Keep a notebook in your pocket. Write down everything you use as you're prepping it. Later, when you have the time, pull the bills, recipe cost sheets, etc and start tabulating what you got. I usually go the extra step and create a spread sheet. Listing out everything like an itemized receipt, organized by course. You can add totals for cost & cost% per course, per cover whatever. If you are strong in Excel, it doesn't cost you much time to get extra info.

If you just want a number, sit down with a calculator and go down the list in your notebook. If you already have cost cards for stocks, sauces, rubs, and such it will be a lot easier. Either way it's a pain in the ass. 

If accuracy is less important than your time... after the event, go down the menu and write down everything you can remember using. The high cost stuff is easy, so really, you should only be off on the odds and ends. This should give you a pretty good ball park unless your memory isn't all that reliable.


----------



## heritagechef

thank you, is there a way to cost out the buffet before i offer the menu. my owners what to know the cost before they approve the menu. They want to make sure the price the guest is paying will cover all the expenses.


----------



## petemccracken

Um, that is what most caterers do, they KNOW their costs before offering a menu!

Create the menu
cost out each recipe
add up the food costs
add the labor costs
add the fixed costs
the total is the cost of the buffet



HeritageChef said:


> thank you, is there a way to cost out the buffet before i offer the menu. my owners what to know the cost before they approve the menu. They want to make sure the price the guest is paying will cover all the expenses.


----------



## sparkie

/\
|
|

Yup, what he said.


----------



## chefbuba

thetincook said:


> I suspect you're really asking how much food your quests will eat. Lotta threads about that in the catering section.
> 
> The actual costing is very easy. (Sales Price per Person)=(Estimated Food Cost per person)/(Food Cost %). Or from a different perspective, (Sales Price per Person)x(desired Food Cost %)=(Food Cost per Person) if you want to figure out what you can offer for what the market will bear.
> 
> Then you can check your projections against reality by (Buffet Revenue)/(Food Cost of eaten and wasted)=(Actual Food Cost %).
> 
> One thing I've learned about buffets, especially when it comes to high ticket items, is that sometimes it's not a matter of how much they eat, as in how much you LET them eat.
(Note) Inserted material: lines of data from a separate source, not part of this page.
PR #24336, opened 2026-04-14
fix(coderd/x/chatd): detect disconnected agents in getWorkspaceConn

mafredri:
## Problem

When a workspace agent disconnects but the workspace remains "running,"
`getWorkspaceConn` either hangs indefinitely on `AwaitReachable` (cache miss)
or returns a dead cached connection whose transport errors the LLM
misinterprets as transient (cache hit). Both paths leave the chat unusable
until stale recovery kicks in (~5 minutes) or the user clicks interrupt.

Closes https://linear.app/coder/issue/CODAGT-149

## Fix

Add two defenses in `getWorkspaceConn`:

1. **Status check** on every call (both cache-hit and cache-miss paths). On
   cache miss, the freshly fetched agent row is checked via `isAgentUnreachable`
   (timestamp arithmetic, zero cost). On cache hit, the agent row is re-fetched
   by PK to get fresh `LastConnectedAt` before checking. `disconnected` and
   `timeout` agents return a sentinel immediately; `connecting` agents proceed
   to dial normally. Uses the server's `quartz.Clock` for deterministic testing.

2. **Dial timeout** (30s, matching 8 other server-side `AgentConn` callers).
   Wraps `dialWithLazyValidation` in a `context.WithTimeoutCause`. Parent
   context cancellation propagates unchanged so the chatloop can still detect
   `ErrInterrupted`.

Both sentinels instruct the LLM that the agent is unreachable and the workspace
may need restarting from the dashboard. Neither suggests `start_workspace`
(which cannot recover a disconnected agent on a running workspace).

<details><summary>Implementation plan and decision log</summary>

Plan: `docs/plans/agent-disconnect-hang.md`
Research: `docs/plans/agent-disconnect-hang-research.md`

Key decisions:
- D1: Approaches A + B (status check + dial timeout).
- D2: Only `disconnected` and `timeout` trigger the error; `connecting` proceeds.
- D3: 30s dial timeout, injectable via `Server.dialTimeout` field for tests.
- D4: Two distinct error messages (disconnected vs timeout).
- D5: `start_workspace` behavior out of scope.

R1 amendments:
- Cache-hit re-fetches agent row (PK lookup) to avoid stale-timestamp false positives.
- `isAgentUnreachable` is a pure function to eliminate data race on concurrent tool dispatch.
- `context.WithTimeoutCause` replaces manual capture-before-cancel pattern.

R2 amendments:
- Merged two lock sections on cache-hit into one to eliminate TOCTOU.
- `isAgentUnreachable` accepts `time.Time` and uses server clock for testability.
- Added tests for cache-hit happy path and DB error fallthrough.

</details>

### DIFF
--- a/coderd/x/chatd/chatd.go
+++ b/coderd/x/chatd/chatd.go
@@ -30,7 +30,6 @@ import (
 	"github.com/coder/coder/v2/coderd/database"
 	"github.com/coder/coder/v2/coderd/database/db2sdk"
 	"github.com/coder/coder/v2/coderd/database/dbauthz"
-	"github.com/coder/coder/v2/coderd/database/dbtime"
 	"github.com/coder/coder/v2/coderd/database/pubsub"
 	coderdpubsub "github.com/coder/coder/v2/coderd/pubsub"
 	"github.com/coder/coder/v2/coderd/util/ptr"
@@ -564,11 +563,10 @@ func (c *turnWorkspaceContext) getWorkspaceConnLocked() (workspacesdk.AgentConn,
 
 // isAgentUnreachable reports whether the given agent row's
 // status is disconnected or timed out. It uses timestamp
-// arithmetic on the cached row (no DB re-fetch). The
-// "connecting" state is allowed through because it is normal
-// after a fresh workspace build.
-func isAgentUnreachable(agent database.WorkspaceAgent, inactiveTimeout time.Duration) bool {
-	status := agent.Status(dbtime.Now(), inactiveTimeout)
+// arithmetic on the row. The "connecting" state is allowed
+// through because it is normal after a fresh workspace build.
+func isAgentUnreachable(now time.Time, agent database.WorkspaceAgent, inactiveTimeout time.Duration) bool {
+	status := agent.Status(now, inactiveTimeout)
 	return status.Status == database.WorkspaceAgentStatusDisconnected ||
 		status.Status == database.WorkspaceAgentStatusTimeout
 }
@@ -581,23 +579,21 @@ func (c *turnWorkspaceContext) getWorkspaceConn(ctx context.Context) (workspaces
 	for attempt := 0; attempt < 2; attempt++ {
 		c.mu.Lock()
 		currentConn, staleRelease := c.getWorkspaceConnLocked()
+		agentID := c.agent.ID
 		c.mu.Unlock()
 
 		// Status check on cache hit: re-fetch the agent
 		// row so we see the latest heartbeat rather than
 		// a potentially stale cached copy.
 		if currentConn != nil {
-			c.mu.Lock()
-			agentID := c.agent.ID
-			c.mu.Unlock()
 			if agentID != uuid.Nil {
 				freshAgent, err := c.server.db.GetWorkspaceAgentByID(ctx, agentID)
-				if err == nil && isAgentUnreachable(freshAgent, c.server.agentInactiveDisconnectTimeout) {
+				if err == nil && isAgentUnreachable(c.server.clock.Now(), freshAgent, c.server.agentInactiveDisconnectTimeout) {
 					c.clearCachedWorkspaceState()
 					return nil, errChatAgentDisconnected
 				}
-				// On DB error we allow through; dial
-				// timeout is the safety net.
+				// On DB error the check re-runs on the
+				// next tool call.
 			}
 			return currentConn, nil
 		}
@@ -612,7 +608,7 @@ func (c *turnWorkspaceContext) getWorkspaceConn(ctx context.Context) (workspaces
 
 		// Status check on cache miss: the freshly fetched
 		// agent row may already show disconnected.
-		if isAgentUnreachable(agent, c.server.agentInactiveDisconnectTimeout) {
+		if isAgentUnreachable(c.server.clock.Now(), agent, c.server.agentInactiveDisconnectTimeout) {
 			c.clearCachedWorkspaceState()
 			return nil, errChatAgentDisconnected
 		}
--- a/coderd/x/chatd/chatd.go
+++ b/coderd/x/chatd/chatd.go
@@ -64,6 +64,7 @@ const (
 	instructionCacheTTL          = 5 * time.Minute
 	workspaceDialValidationDelay = 5 * time.Second
 	workspaceMCPDiscoveryTimeout = 5 * time.Second
+	defaultDialTimeout           = 30 * time.Second
 	// DefaultChatHeartbeatInterval is the default time between chat
 	// heartbeat updates while a chat is being processed.
 	DefaultChatHeartbeatInterval = 30 * time.Second
@@ -116,7 +117,19 @@ const (
 	defaultSubagentInstruction = "You are running as a delegated sub-agent chat. Complete the delegated task and provide clear, concise assistant responses for the parent agent."
 )
 
-var errChatHasNoWorkspaceAgent = xerrors.New("workspace has no running agent: the workspace is likely stopped. Use the start_workspace tool to start it")
+var (
+	errChatHasNoWorkspaceAgent = xerrors.New("workspace has no running agent: the workspace is likely stopped. Use the start_workspace tool to start it")
+	errChatAgentDisconnected   = xerrors.New(
+		"workspace agent is disconnected and cannot execute tools. " +
+			"Inform the user that the workspace agent has disconnected " +
+			"and the workspace may need to be restarted from the Coder dashboard",
+	)
+	errChatDialTimeout = xerrors.New(
+		"connection to the workspace agent timed out. " +
+			"Inform the user that the workspace agent could not be reached " +
+			"and the workspace may need to be restarted from the Coder dashboard",
+	)
+)
 
 // Server handles background processing of pending chats.
 type Server struct {
@@ -133,6 +146,7 @@ type Server struct {
 
 	agentConnFn                    AgentConnFunc
 	agentInactiveDisconnectTimeout time.Duration
+	dialTimeout                    time.Duration
 	instructionLookupTimeout       time.Duration
 	createWorkspaceFn              chattool.CreateWorkspaceFn
 	startWorkspaceFn               chattool.StartWorkspaceFn
@@ -547,6 +561,17 @@ func (c *turnWorkspaceContext) getWorkspaceConnLocked() (workspacesdk.AgentConn,
 	return nil, agentRelease
 }
 
+// isAgentDisconnected reports whether the cached agent row's
+// status is disconnected or timed out. It uses timestamp
+// arithmetic on the cached row (no DB re-fetch). The
+// "connecting" state is allowed through because it is normal
+// after a fresh workspace build.
+func (c *turnWorkspaceContext) isAgentDisconnected() bool {
+	status := c.agent.Status(c.server.agentInactiveDisconnectTimeout)
+	return status.Status == database.WorkspaceAgentStatusDisconnected ||
+		status.Status == database.WorkspaceAgentStatusTimeout
+}
+
 func (c *turnWorkspaceContext) getWorkspaceConn(ctx context.Context) (workspacesdk.AgentConn, error) {
 	if c.server.agentConnFn == nil {
 		return nil, xerrors.New("workspace agent connector is not configured")
@@ -556,7 +581,16 @@ func (c *turnWorkspaceContext) getWorkspaceConn(ctx context.Context) (workspaces
 		c.mu.Lock()
 		currentConn, staleRelease := c.getWorkspaceConnLocked()
 		c.mu.Unlock()
+
+		// Status check on cache hit: the agent may have
+		// disconnected since the connection was cached.
+		// Status() uses timestamp arithmetic on the cached
+		// row, no DB re-fetch needed.
 		if currentConn != nil {
+			if c.agentLoaded && c.isAgentDisconnected() {
+				c.clearCachedWorkspaceState()
+				return nil, errChatAgentDisconnected
+			}
 			return currentConn, nil
 		}
 		if staleRelease != nil {
@@ -568,8 +602,20 @@ func (c *turnWorkspaceContext) getWorkspaceConn(ctx context.Context) (workspaces
 			return nil, err
 		}
 
+		// Status check on cache miss: the freshly fetched
+		// agent row may already show disconnected.
+		if c.isAgentDisconnected() {
+			c.clearCachedWorkspaceState()
+			return nil, errChatAgentDisconnected
+		}
+
+		// Wrap the dial in a timeout to bound the time spent
+		// waiting for an unreachable agent. The timeout scopes
+		// only dialWithLazyValidation, not ensureWorkspaceAgent
+		// or the post-dial binding steps.
+		dialCtx, dialCancel := context.WithTimeout(ctx, c.server.dialTimeout)
 		dialResult, err := dialWithLazyValidation(
-			ctx,
+			dialCtx,
 			agent.ID,
 			chatSnapshot.WorkspaceID.UUID,
 			DialFunc(c.server.agentConnFn),
@@ -578,13 +624,24 @@ func (c *turnWorkspaceContext) getWorkspaceConn(ctx context.Context) (workspaces
 			},
 			workspaceDialValidationDelay,
 		)
+		dialTimedOut := dialCtx.Err() != nil
+		dialCancel()
 		if err != nil {
 			if xerrors.Is(err, errChatHasNoWorkspaceAgent) {
 				c.clearCachedWorkspaceState()
+				return nil, err
+			}
+			// Convert dial timeout to a sentinel only when the
+			// parent context is still alive. If the parent was
+			// canceled (e.g. ErrInterrupted), its error must
+			// propagate unchanged so the chatloop can detect it.
+			// Check dialTimedOut (captured before dialCancel) to
+			// avoid misclassifying non-timeout dial errors.
+			if ctx.Err() == nil && dialTimedOut {
+				return nil, errChatDialTimeout
 			}
 			return nil, err
 		}
-
 		agentConn := dialResult.Conn
 		agentRelease := dialResult.Release
 		if dialResult.WasSwitched {
@@ -3353,6 +3410,7 @@ func New(cfg Config) *Server {
 		subscribeFn:                    cfg.SubscribeFn,
 		agentConnFn:                    cfg.AgentConn,
 		agentInactiveDisconnectTimeout: cfg.AgentInactiveDisconnectTimeout,
+		dialTimeout:                    defaultDialTimeout,
 		instructionLookupTimeout:       instructionLookupTimeout,
 		createWorkspaceFn:              cfg.CreateWorkspace,
 		startWorkspaceFn:               cfg.StartWorkspace,
--- a/coderd/x/chatd/chatd.go
+++ b/coderd/x/chatd/chatd.go
@@ -579,6 +579,9 @@ func (c *turnWorkspaceContext) getWorkspaceConn(ctx context.Context) (workspaces
 	for attempt := 0; attempt < 2; attempt++ {
 		c.mu.Lock()
 		currentConn, staleRelease := c.getWorkspaceConnLocked()
+		// Capture agentID in the same lock section as
+		// currentConn to prevent a TOCTOU race with
+		// concurrent clearCachedWorkspaceState calls.
 		agentID := c.agent.ID
 		c.mu.Unlock()
 
@@ -588,12 +591,17 @@ func (c *turnWorkspaceContext) getWorkspaceConn(ctx context.Context) (workspaces
 		if currentConn != nil {
 			if agentID != uuid.Nil {
 				freshAgent, err := c.server.db.GetWorkspaceAgentByID(ctx, agentID)
-				if err == nil && isAgentUnreachable(c.server.clock.Now(), freshAgent, c.server.agentInactiveDisconnectTimeout) {
+				if err != nil {
+					c.server.logger.Warn(ctx, "failed to re-fetch agent for status check",
+						slog.F("agent_id", agentID),
+						slog.Error(err),
+					)
+					// On DB error the check re-runs on the
+					// next tool call.
+				} else if isAgentUnreachable(c.server.clock.Now(), freshAgent, c.server.agentInactiveDisconnectTimeout) {
 					c.clearCachedWorkspaceState()
 					return nil, errChatAgentDisconnected
 				}
-				// On DB error the check re-runs on the
-				// next tool call.
 			}
 			return currentConn, nil
 		}
--- a/coderd/x/chatd/chatd.go
+++ b/coderd/x/chatd/chatd.go
@@ -30,6 +30,7 @@ import (
 	"github.com/coder/coder/v2/coderd/database"
 	"github.com/coder/coder/v2/coderd/database/db2sdk"
 	"github.com/coder/coder/v2/coderd/database/dbauthz"
+	"github.com/coder/coder/v2/coderd/database/dbtime"
 	"github.com/coder/coder/v2/coderd/database/pubsub"
 	coderdpubsub "github.com/coder/coder/v2/coderd/pubsub"
 	"github.com/coder/coder/v2/coderd/util/ptr"
@@ -64,7 +65,9 @@ const (
 	instructionCacheTTL          = 5 * time.Minute
 	workspaceDialValidationDelay = 5 * time.Second
 	workspaceMCPDiscoveryTimeout = 5 * time.Second
-	defaultDialTimeout           = 30 * time.Second
+	// defaultDialTimeout matches the timeout used by ~8 other
+	// server-side AgentConn callers.
+	defaultDialTimeout = 30 * time.Second
 	// DefaultChatHeartbeatInterval is the default time between chat
 	// heartbeat updates while a chat is being processed.
 	DefaultChatHeartbeatInterval = 30 * time.Second
@@ -121,13 +124,11 @@ var (
 	errChatHasNoWorkspaceAgent = xerrors.New("workspace has no running agent: the workspace is likely stopped. Use the start_workspace tool to start it")
 	errChatAgentDisconnected   = xerrors.New(
 		"workspace agent is disconnected and cannot execute tools. " +
-			"Inform the user that the workspace agent has disconnected " +
-			"and the workspace may need to be restarted from the Coder dashboard",
+			"The workspace may need to be restarted from the Coder dashboard",
 	)
 	errChatDialTimeout = xerrors.New(
 		"connection to the workspace agent timed out. " +
-			"Inform the user that the workspace agent could not be reached " +
-			"and the workspace may need to be restarted from the Coder dashboard",
+			"The workspace may need to be restarted from the Coder dashboard",
 	)
 )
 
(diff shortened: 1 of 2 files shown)


coderd/x/chatd/chatd.go
```diff
@@ -542,7 +567,16 @@ func (c *turnWorkspaceContext) getWorkspaceConn(ctx context.Context) (workspaces
 		c.mu.Lock()
 		currentConn, staleRelease := c.getWorkspaceConnLocked()
 		c.mu.Unlock()
+
+		// Status check on cache hit: the agent may have
+		// disconnected since the connection was cached.
+		// Status() uses timestamp arithmetic on the cached
+		// row, no DB re-fetch needed.
 		if currentConn != nil {
+			if c.agentLoaded && c.isAgentDisconnected() {
```
mafredri: **P1** Data race: `c.agentLoaded` and `c.agent` are read outside `c.mu`, racing with concurrent tool goroutines. `executeTools` (chatloop.go:1023-1025) dispatches each tool call in its own goroutine, and each can call `getWorkspaceConn` through the shared `turnWorkspaceContext`. After `c.mu.Unlock()` at line 569, `c.agentLoaded` and `c.agent` (via `isAgentDisconnected`) are read without the lock. A concurrent `clearCachedWorkspaceState` writes both fields under `c.mu`. `database.WorkspaceAgent` is a large value type; a torn read produces garbage timestamps for `Status()`, which can misclassify a connected agent as disconnected (dropping a live connection) or vice versa (restoring the pre-PR hang). *(Meruem P1, Zoro P1, Chopper P2, Hisoka P2, Kite P2, Ryosuke P2, Takumi P2, Mafuuu P3)*

The same race exists on the cache-miss path at line 593, where `c.isAgentDisconnected()` reads `c.agent` after `ensureWorkspaceAgent` released `c.mu`.

The unit tests pass `-race` because they are single-goroutine. The race requires concurrent tool execution.

Ryosuke's structural suggestion: make `isAgentDisconnected` a pure function that accepts a `database.WorkspaceAgent` parameter instead of reaching into `c.agent`. Both call sites already have the agent available: the cache-hit path can capture it under the lock alongside `currentConn`, and the cache-miss path has the local `agent` returned by `ensureWorkspaceAgent` at line 586.

> 🤖

mafredri: **P1** Cache-hit status check will false-positive after ~30 seconds, tearing down healthy connections and telling users to restart their workspace.

`isAgentDisconnected()` calls `c.agent.Status(agentInactiveDisconnectTimeout)`. Inside `Status()` (modelmethods.go:661): `dbtime.Now().Sub(a.LastConnectedAt.Time) > inactiveTimeout`. The cached `c.agent.LastConnectedAt` was set when the row was fetched and never updated. In production, `inactiveTimeout` defaults to 30s (`AgentConnectionUpdateFrequency * 2 = 15s * 2`, coderd.go:389-391). The real agent heartbeats every ~15s, but the cached row never sees those updates.

Timeline for a healthy agent:
- T=0: First tool call fetches agent row. `LastConnectedAt` is near T=0. Connection dialed and cached.
- T=35: LLM finishes reasoning, calls second tool. Cache hit. `Status()` computes `35s > 30s` = disconnected.

The effective window is 15-30s because `LastConnectedAt` in the fetched row may already be up to 15s behind wall clock depending on heartbeat phase. Multi-step coding turns commonly exceed this.

The cache-miss check at line 593 is fine (fresh row). The dial timeout is fine. Only the cache-hit path has this problem.

Fix: re-fetch the agent row from DB before checking status on cache hit (`GetWorkspaceAgentByID` is a PK lookup), or skip the timestamp-based check on cache hit entirely and rely on the dial timeout for genuine disconnects. *(Hisoka P1, Pariston P1, Meruem P2)*

> 🤖

coderd/x/chatd/chatd_internal_test.go
```diff
@@ -2799,3 +2813,447 @@ func TestHeartbeatTick_DBErrorDoesNotInterruptChats(t *testing.T) {
 	require.NoError(t, chatCtx.Err(),
 		"chat context should not be canceled on transient DB error")
 }
+
+func TestGetWorkspaceConn_DisconnectedAgentCacheMiss(t *testing.T) {
```
mafredri, line 2817: **P3** No test exercises the `WorkspaceAgentStatusTimeout` branch of `isAgentDisconnected`. All six tests construct agents with stale `LastConnectedAt` (triggering `Disconnected`). None construct the `Timeout` state, which requires `FirstConnectedAt` invalid, `ConnectionTimeoutSeconds > 0`, and `CreatedAt` old enough to exceed the connection timeout. Deleting `|| status.Status == database.WorkspaceAgentStatusTimeout` still passes the full suite. *(Netero, Bisky)*

> 🤖

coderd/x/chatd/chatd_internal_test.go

If you let them, buffet patrons will eat lobster tails till you're living in a fridge box. So you pace your output of lobster tails, and have your roast beef guy get ever thinner and a little slower.
> 
> Thin to win.... Your carver can put you in the poor house!


----------



## sparkie

I'm sorry. My last post sounds a little snarky now that I've read it again. 

The process is exactly the same before or after the event. Only difference being that before you're using values that you are expecting to use rather than actual usage. I highly recommend you start making some cost cards for all of your recipes, beside the obvious reasons for having them, it will also save you a lot of time when costing events. Keep everything saved as a spreadsheet on your computer. That way you can easily update the prices as costs change. Same for the banquet cost sheets, after you have several of these prepared, you will be able to go back to one, change a few amounts maybe add or remove an item or two and you are done.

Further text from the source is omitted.